В 1619 году из польского плена возвратился отец Михаила Федоровича, митрополит Филарет. Он был поставлен в сан патриарха с титулом «великий государь», таким же, как и у самого царя, хотя у прежних патриархов титул был скромнее: «великий господин». На Московской патриаршей кафедре он пробыл до самой кончины в 1633 году.
В миру патриарх Филарет носил имя Федор Никитич Романов и приходился племянником царице Анастасии Романовой, первой жене Ивана IV. После того как пресеклась династия Московских Рюриковичей, Федор Никитич, к тому времени получивший чин боярина, мог бы претендовать на русский престол в первую очередь, но не смог ничего противопоставить тогда сложной политической интриге Бориса Годунова. Государь Борис Федорович, не желая терпеть присутствие мощного клана Романовых у подножия трона, осудил их за «измену» и отправил в ссылку. Федор Никитич был насильственно пострижен в монахи. Он жил в отдаленном Свято-Антониеве Сийском монастыре до 1605 года. После смерти Бориса Годунова судьба его коренным образом изменилась. Лжедмитрий I жаловал Филарета, избавив бывшего боярина от ссылки. Филарет пребывает тогда в звании соборного старца Троице-Сергиевой обители, т. е. второго человека в монастыре. То ли при Лжедмитрии I, то ли в самом начале правления Василия Шуйского он поставляется в сан митрополита Ростовского – один из первейших в русской церковной иерархии. Таким образом, представителю древнего знатного рода был дарован архиерейский пост, соответствующий его знатности.
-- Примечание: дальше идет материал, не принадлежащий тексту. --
PR #688, opened 2022-11-07
Add initial `aarch64` crates for basic boot-up

NathanRoyer:
This adds the `aarch64` directory, which contains code for Arm and has the same structure as the root directory.

### DIFF
--- a/aarch64/Makefile
+++ b/aarch64/Makefile
@@ -1,6 +1,6 @@
 TARGET=aarch64-unknown-uefi
 
-CARGOFLAGS += -p nano_core
+CARGOFLAGS += --workspace
 CARGOFLAGS += --release
 
 BUILD_STD_CARGOFLAGS += -Z unstable-options
@@ -41,7 +41,7 @@ create-build-structure:
 cargo-build: create-build-structure
 	@echo -e "\n=================== BUILDING ALL CRATES ==================="
 	@echo -e "\t TARGET: \"$(TARGET)\""
-	cargo +nightly build $(CARGOFLAGS) $(BUILD_STD_CARGOFLAGS) --target $(TARGET)
+	cargo build $(CARGOFLAGS) $(BUILD_STD_CARGOFLAGS) --target $(TARGET)
 
 ## This builds the nano_core binary itself, which is the fully-linked code that first runs right after the bootloader
 $(nano_core_binary): cargo-build
--- a/aarch64/Makefile
+++ b/aarch64/Makefile
@@ -1,0 +1,53 @@
+TARGET=aarch64-unknown-uefi
+
+CARGOFLAGS += -p nano_core
+CARGOFLAGS += --release
+
+BUILD_STD_CARGOFLAGS += -Z unstable-options
+BUILD_STD_CARGOFLAGS += -Z build-std=core,alloc
+BUILD_STD_CARGOFLAGS += -Z build-std-features=compiler-builtins-mem
+
+AARCH64_DIR = .
+BUILD_DIR = $(AARCH64_DIR)/build
+QEMU_EFI_FD = $(AARCH64_DIR)/resources/qemu-efi.fd
+NATIVE_OUTPUT = $(AARCH64_DIR)/target/aarch64-unknown-uefi/release/nano_core.efi
+nano_core_binary = $(BUILD_DIR)/efi
+
+# Configure the machine
+QEMU_FLAGS += -machine virt
+QEMU_FLAGS += -cpu cortex-a72
+QEMU_FLAGS += -smp 4
+QEMU_FLAGS += -m 1000
+QEMU_FLAGS += -net none
+# QEMU_FLAGS += -nographic
+
+# Include that file which enables efi support in qemu
+QEMU_FLAGS += -drive if=pflash,format=raw,file=$(QEMU_EFI_FD)
+
+# Include the build dir as an emulated fat drive
+QEMU_FLAGS += -drive file=fat:rw:$(BUILD_DIR)
+
+
+
+
+
+
+all: run
+
+create-build-structure:
+	mkdir -p $(BUILD_DIR)
+
+## This target invokes the actual Rust build process via `cargo`.
+cargo-build: create-build-structure
+	@echo -e "\n=================== BUILDING ALL CRATES ==================="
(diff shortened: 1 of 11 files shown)


aarch64/Makefile
```diff
@@ -0,0 +1,53 @@
+TARGET=aarch64-unknown-uefi
+
+CARGOFLAGS += -p nano_core
```
kevinaboos: what's this for, just to build only the one `nano_core` package? I'm not intimately familiar with all the requirements of building for UEFI, so perhaps this is wrong, but another approach that might fit in better with the existing build system is to define a `default-members` and `members` set such that:
* `default-members` includes just the `nano_core` (which will bring in all of its dependencies)
* `members` includes all crates in `kernel/`
That way we can build more than just one package in the future

aarch64/Makefile
```diff
@@ -0,0 +1,53 @@
...
+all: run
+
+create-build-structure:
+	mkdir -p $(BUILD_DIR)
+
+## This target invokes the actual Rust build process via `cargo`.
+cargo-build: create-build-structure
+	@echo -e "\n=================== BUILDING ALL CRATES ==================="
+	@echo -e "\t TARGET: \"$(TARGET)\""
+	cargo +nightly build $(CARGOFLAGS) $(BUILD_STD_CARGOFLAGS) --target $(TARGET)
```
kevinaboos: just specifying `+nightly` can unfortunately lead to nonrepeatable builds (ask me how I know.... 😓). 

Do we need to pin the aarch64 build to a different nightly Rust version than the main repo? If so, let's add a `rust-toolchain` file to the `/aarch64` directory to ensure a repeatable build. If not, i _think_ the `rust-toolchain` file in the root should apply to this build too, but I'm not 100% sure about that.

aarch64/kernel/nano_core/src/main.rs
```diff
@@ -0,0 +1,51 @@
...
+    unsafe { asm!("mov x1, #0xbeef") };
+    loop {}
+}
+
+#[entry]
+fn main(
+    handle: Handle,
+    mut system_table: SystemTable<Boot>,
+) -> Status {
+    init(&mut system_table).unwrap();
```
kevinaboos: nit: for `init` or similarly vague function calls, don't import it and instead preface it with the crate/module name such that it's clearer and more readable.

aarch64/kernel/nano_core/src/main.rs
```diff
@@ -0,0 +1,51 @@
...
+extern "C" fn inf_loop_0xbeef() -> ! {
+    unsafe { asm!("mov x1, #0xbeef") };
+    loop {}
+}
+
+#[entry]
+fn main(
+    handle: Handle,
+    mut system_table: SystemTable<Boot>,
+) -> Status {
```
kevinaboos: Instead of unwrapping all the Results in this function, return them. It might be easiest to move everything below to a separate function that returns a Result such that you can use the try `?` operator, and then convert that `Result` into `Status` in this top-level `main` entry point function.

kevinaboos (changes requested):
Looks good so far! I suggest adding a small `README.md` file that gives a basic overview of things so far, at a bare minimum the required packages that one needs to install and the command(s) needed to build & run.

One blocker to merging this in is the huge `qemu-efi.fd` file. Can you describe what that is and why it's necessary? Perhaps we could obtain it in a separate build step or host system setup step, because it's too large and opaque to be appropriate for version control.

aarch64/Makefile
NathanRoyer: Indeed, I will remove this to just use our rust-toolchain file. By the way, I think this file should now be a TOML file, based on https://rust-lang.github.io/rustup/overrides.html#the-toolchain-file; that new format also allows specifying a toolchain by path, as well as the required components.

NathanRoyer:
> One blocker to merging this in is the huge `qemu-efi.fd` file. Can you describe what that is and why it's necessary? Perhaps we could obtain it in a separate build step or host system setup step, because it's too large and opaque to be appropriate for version control.

I'm not entirely sure what it is; it's a file which seems to enable UEFI in Qemu. From what I read online, it apparently comes from the UEFI development kit ("OVMF EDK2"). To me it's not a priority to trace its origins but that binary blob could raise security concerns, to be honest.

I agree with you, it's big. As a temporary measure I added a downloading step to the `run` make target, so that it's downloaded from my home server. I'd like you to choose an online location where we could properly host it, if you agree.

kevinaboos:
@NathanRoyer can you undo the last 2 commits from this PR such that it only includes the commits through fb38c9f? I'd like to keep it small, and the other 2 mem-related commits aren't related to this, nor have i reviewed them.

You can create a new PR for the page/frame allocator stuff that branches off from this one, and then when you're ready to move past that, you'd create yet another PR on yet another branch. That way you can continue developing without changing the content of PRs that are under review.

NathanRoyer:
@kevinaboos no problem; done :ok_hand: I'll just add that Makefile change which is more related to other changes in this PR than memory stuff

aarch64/Makefile
kevinaboos: oh neat, i didn't know about that new `rust-toolchain` file format!

aarch64/kernel/nano_core/Cargo.toml
```diff
@@ -0,0 +1,24 @@
...
+git = "https://github.com/theseus-os/uefi-rs/"
+branch = "until-upstream-pr-merged"
+default-features = false
+features = [ "alloc", "exts" ]
+
+[dependencies.uefi-services]
+git = "https://github.com/theseus-os/uefi-rs/"
+branch = "until-upstream-pr-merged"
+default-features = false
+features = [ "panic_handler" ]
```
kevinaboos: FYI your PR was merged in and made it in the upstream ([proof](https://github.com/rust-osdev/uefi-rs/blob/main/CHANGELOG.md#uefi-services---0150-2022-11-15)) so I think we can use that instead.

kevinaboos (changes requested):
one small comment, otherwise ready to go.

aarch64/kernel/nano_core/Cargo.toml
NathanRoyer: That's right :)

kevinaboos (approved):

В 1608 году митрополит Ростовский попытался призвать ростовчан к обороне города от полчищ Лжедмитрия II. Когда город пал, Филарета взяли в плен, «ободрав» на нем «святительские ризы». Однако вскоре Лжедмитрий II «нарек» его патриархом (поставления в сан не произошло) и привлек к церковному управлению. Позднее он был отправлен уже как представитель Семибоярщины в составе большой посольской делегации к Сигизмунду III, где и сделался пленником…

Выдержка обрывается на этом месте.